Outputs: Batch-corrected Counts#

By using the standard noise, we can generate the batch-corrected data. To validate the batch effect in the predicted multi-modalities counts, we use PCA+WNN to gain the joint embeddings for them.
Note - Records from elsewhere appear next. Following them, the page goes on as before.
PR #11966, opened 2024-06-05
add full-width comma as _nameDelimiters

### LINKED ISSUE #11965: [Feature Request] add full-width comma as _nameDelimiters
Currently, jellyfin splits artist name by these characters: ``` '/', '|', ';', '\\' ```

I would like to add ``` ，``` as _nameDelimiters. It's used in some Chinese and Japanese CDs and seldom appear in an artist name.

yuygfgg:
**Changes**

**Issues**
Fix #11965

### DIFF
--- a/MediaBrowser.MediaEncoding/Probing/ProbeResultNormalizer.cs
+++ b/MediaBrowser.MediaEncoding/Probing/ProbeResultNormalizer.cs
@@ -29,7 +29,7 @@ namespace MediaBrowser.MediaEncoding.Probing
 
         private const string ArtistReplaceValue = " | ";
 
-        private readonly char[] _nameDelimiters = { '/', '|', ';', '\\' };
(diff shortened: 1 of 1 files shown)


Shadowghost (approved):

gnattu:
This currently does nothing though, because this only affects ffprobe and we are defaulting to taglib and will use ATL in 10.10. I think the delimiters need a rework to be user-configurable and users can add whitelist for artist name to not be split.

yuygfgg:
> This currently does nothing though, because this only affects ffprobe and we are defaulting to taglib and will use ATL in 10.10. I think the delimiters need a rework to be user-configurable and users can add whitelist for artist name to not be split.

yeah I found that. So currently we can't change the artist splitting settings?

gnattu:
> yeah I found that. So currently we can't change the artist splitting settings?

Not for 10.9. Ideally this should be possible for 10.10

First of all, we load the batch-corrected counts.

[ ]:
batch_corrected_counts = load_predicted('./predict/'+task, model.combs, batch_correct=True)
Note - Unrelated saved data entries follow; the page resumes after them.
PR #11979, opened 2024-06-06
Fix warning CA1819 in TaskManager

kesslern:
**Changes**
Fix [CA1819: Properties should not return arrays](https://learn.microsoft.com/en-us/dotnet/fundamentals/code-analysis/quality-rules/ca1819) by changing the type of `ScheduledTasks` to an `ImmutableList`. Other improvements related to newer syntax and structured logging were made while fixing this class up.

**Issues**
Related to #2149

### DIFF
--- a/Emby.Server.Implementations/ScheduledTasks/TaskManager.cs
+++ b/Emby.Server.Implementations/ScheduledTasks/TaskManager.cs
@@ -3,6 +3,7 @@
 using System;
 using System.Collections.Concurrent;
 using System.Collections.Generic;
+using System.Collections.Immutable;
 using System.Linq;
 using System.Threading.Tasks;
 using Jellyfin.Data.Events;
@@ -20,8 +21,7 @@ namespace Emby.Server.Implementations.ScheduledTasks
         /// <summary>
         /// The _task queue.
         /// </summary>
-        private readonly ConcurrentQueue<Tuple<Type, TaskOptions>> _taskQueue =
-            new ConcurrentQueue<Tuple<Type, TaskOptions>>();
+        private readonly ConcurrentQueue<Tuple<Type, TaskOptions>> _taskQueue = new();
 
         private readonly IApplicationPaths _applicationPaths;
         private readonly ILogger<TaskManager> _logger;
@@ -38,7 +38,7 @@ namespace Emby.Server.Implementations.ScheduledTasks
             _applicationPaths = applicationPaths;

Save the data to CSV files for later use in R.

[ ]:
pd.DataFrame(batch_corrected_counts['x_bc']['rna']).T.to_csv('temp_rna.csv', index=True)
pd.DataFrame(batch_corrected_counts['x_bc']['adt']).T.to_csv('temp_adt.csv', index=True)

Set up the R environment.

[ ]:
from rpy2.robjects.packages import importr
import rpy2.robjects as ro
importr('Seurat')
importr('SeuratDisk')
importr('dplyr')
importr('Signac')

PCA+WNN

[ ]:
ro.r('''
rna <- read.csv('./temp_rna.csv', header=TRUE, row.names=1)
adt <- read.csv('./temp_adt.csv', header=TRUE, row.names=1)
obj <- CreateSeuratObject(counts = rna, assay = "rna")
obj[["adt"]] <- CreateAssayObject(counts = adt)
obj <- subset(obj, subset = nCount_rna > 0 & nCount_adt > 0)
print(obj)
DefaultAssay(obj) <- 'rna'
VariableFeatures(obj) <- rownames(obj)
obj <-  NormalizeData(obj) %>%
        # FindVariableFeatures(nfeatures = 2000) %>%
        ScaleData() %>%
        RunPCA(reduction.name = "pca_rna", verbose = F)
print('finish rna')
DefaultAssay(obj) <- 'adt'
VariableFeatures(obj) <- rownames(obj)
obj <-  NormalizeData(obj, normalization.method = "CLR", margin = 2) %>%
        ScaleData() %>%
        RunPCA(reduction.name = "pca_adt", verbose = F)
print('finish adt')
print('WNN ...')
obj <- FindMultiModalNeighbors(obj, list("pca_rna", "pca_adt"), list(1:32, 1:32))
obj <- RunUMAP(obj, nn.name = "weighted.nn", reduction.name = "umap")
''')
[ ]:
# Create an AnnData object with 'X' not being used, so we initialize it with all zeros
adata = sc.AnnData(np.zeros([len(batch_corrected_counts['x_bc']['rna']), 1]))
adata.obs['label'] = labels
adata.obs['batch'] = batch_ids
f = ro.r('''DimPlot(obj, reduction='umap')''')
adata.obsm['umap'] = pd.DataFrame(f[0]).iloc[:2].T.values
# shuffle
sc.pp.subsample(adata, fraction=1)
sc.pl.umap(adata, color=['batch', 'label'], ncols=1)
... storing 'label' as categorical
... storing 'batch' as categorical
../../_images/tutorials_basics_demo1_37_1.png

Similarly, we load the raw counts and visualize the UMAP using the same procedure.

[ ]:
inputs = load_predicted('../predict/'+task, model.combs, input=True, group_by='modality')
[17]:
pd.DataFrame(inputs['x']['rna']).T.to_csv('temp_rna.csv', index=True)
pd.DataFrame(inputs['x']['adt']).T.to_csv('temp_adt.csv', index=True)
[ ]:
ro.r('''
rna <- read.csv('./temp_rna.csv', header=TRUE, row.names=1)
adt <- read.csv('./temp_adt.csv', header=TRUE, row.names=1)
obj <- CreateSeuratObject(counts = rna, assay = "rna")
obj[["adt"]] <- CreateAssayObject(counts = adt)
obj <- subset(obj, subset = nCount_rna > 0 & nCount_adt > 0)
print(obj)
DefaultAssay(obj) <- 'rna'
VariableFeatures(obj) <- rownames(obj)
obj <-  NormalizeData(obj) %>%
        # FindVariableFeatures(nfeatures = 2000) %>%
        ScaleData() %>%
        RunPCA(reduction.name = "pca_rna", verbose = F)
print('finish rna')
DefaultAssay(obj) <- 'adt'
VariableFeatures(obj) <- rownames(obj)
obj <-  NormalizeData(obj, normalization.method = "CLR", margin = 2) %>%
        ScaleData() %>%
        RunPCA(reduction.name = "pca_adt", verbose = F)
print('finish adt')
print('WNN ...')
obj <- FindMultiModalNeighbors(obj, list("pca_rna", "pca_adt"), list(1:32, 1:32))
obj <- RunUMAP(obj, nn.name = "weighted.nn", reduction.name = "umap")
''')
[19]:
adata = sc.AnnData(np.zeros([len(inputs['x']['rna']), 1]))
adata.obs['label'] = labels
adata.obs['batch'] = batch_ids
f = ro.r('''
     DimPlot(obj, reduction='umap')
     ''')
adata.obsm['umap'] = pd.DataFrame(f[0]).iloc[:2].T.values
# shuffle
sc.pp.subsample(adata, fraction=1)
sc.pl.umap(adata, color=['batch', 'label'], ncols=1)
... storing 'label' as categorical
... storing 'batch' as categorical
../../_images/tutorials_basics_demo1_42_1.png

For the raw data, prominent batch effects are observed, where clusters of cells are segregated based on batches. For the MIDAS batch-corrected counts, these batch effects are effectively removed, leading to well-integrated clusters.